The model's prediction results (based on the test data) vs. experimental results.

It is now clear that the KNN model can successfully show the underlying patterns of the color RGB code in the pH value estimation based on experimental data collections. Thus, the machine learning approach based on this model was further expanded and used to develop a versatile platform able to predict the pH value using common pH paper with high accuracy. The online mobile application of the prediction model was developed using python code and streamlit cloud (freely available) and permits the highly predicted determination of the pH value as a function of the RGB color code of common pH paper.

As illustrated in Fig. 7 the mobile application includes three steps; starting with the input file which could be able to insert the pH paper capture (after being immersed in the target solution immediately). For more facility, we have coded three options (upload a picture, use a mobile camera, or insert a RGB color code). This step is followed by a built-in Machin learning process (without control from the user). Finally, the output of the pH value will appear on the screen.

Figure 7
figure 7

Schematic process of pH detection using ML.

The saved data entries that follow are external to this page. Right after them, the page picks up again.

PR #192, opened 2020-04-09
Remove restriction on A, M and N parameters types

amontoison:
@dpo @pkofod

### DIFF
--- a/src/minres.jl
+++ b/src/minres.jl
@@ -43,9 +43,9 @@ MINRES produces monotonic residuals ‖r‖₂ and optimality residuals ‖Aᵀr
 A preconditioner M may be provided in the form of a linear operator and is
 assumed to be symmetric and positive definite.
 """
-function minres(A :: AbstractLinearOperator{T}, b :: AbstractVector{T};
-                M :: Preconditioner{T}=opEye(), λ :: T=zero(T),
-                atol :: T=√eps(T)/100, rtol :: T=√eps(T)/100, etol :: T=√eps(T),
+function minres(A, b :: AbstractVector{T};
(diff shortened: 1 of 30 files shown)


dpo:
Thank you for all this. Just a thought: is `opEye` still relevant here or could we just use `I`?

src/minres.jl
```diff
@@ -43,9 +43,9 @@ MINRES produces monotonic residuals ‖r‖₂ and optimality residuals ‖Aᵀr
 A preconditioner M may be provided in the form of a linear operator and is
 assumed to be symmetric and positive definite.
 """
-function minres(A :: AbstractLinearOperator{T}, b :: AbstractVector{T};
-                M :: Preconditioner{T}=opEye(), λ :: T=zero(T),
-                atol :: T=√eps(T)/100, rtol :: T=√eps(T)/100, etol :: T=√eps(T),
+function minres(A, b :: AbstractVector{T};
+                M=opEye(), λ :: T=zero(T), atol :: T=√eps(T)/100,
```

Our study has a significant advantage over what is already used, Fig. 8 shows the fair comparison of pH instruments, pH paper, and the current study.

Figure 8
figure 8

Comparison of pH instrument, pH paper, and the current study.

Furthermore, Fig. 9 shows the estimated pH value (output results) of the proposed mobile application in comparison with the real pH value. Interestingly, this correlation between real and estimated values in the whole range of pH (acid or base) is related to the higher accuracy of the used ML model.

Figure 9
figure 9

Estimated pH value from mobile application in comparison with real one.

However, Solmaz et al.31 studied pH strips colorimetric detection using ML, as presented in Table 2.

Table 2 The advantages of the current work that related studies.

However, four different types of smartphones were used to check the accuracy of pH value predictions for three buffer solutions (pH = 3, 7, and 10). The default setting was used to avoid any smartphone effects. As shown in Fig. 10 and Table 3, the various smartphones do have no significantly different pH value estimations with an accuracy of more than 90% for each type.

Figure 10
figure 10

Estimated pH value from different smartphones.

Table 3 Accuracy and estimated pH value from different smartphones.

Furthermore, Table 4 shows recommended conditions and limitations for using the application to achieve more accurate predictions.

Table 4 Recommended mesurment conditions for application users.

Overall, the present findings solve the problem of pH accuracy using common pH paper without the need for additional costly and time-consuming experimental work. However, our approach solves the problems of excessive cost and maintenance required for traditional pH meters.

Conclusion

The findings demonstrate a strong negative association between pH values and both the red color (−0.77) and the green color (−0.38). The blue color will have an insignificant impact on machine learning prediction which revealed a low correlation (0.044). The KNN model exhibits significant R2 (0.993) results along with the lowest MSE, RMSE, and MAE errors (0.012, 0.320, and 0.182, respectively). This paper also demonstrated the potential of the ML approach to estimate the pH value of solutions using common pH paper. We developed a freely available application that supported mobile devices to predict the pH value based on ML and using common pH paper with precise results. Future research should consider the preparation of new optical material with extremely sensitive color changes in a strong acid/base medium.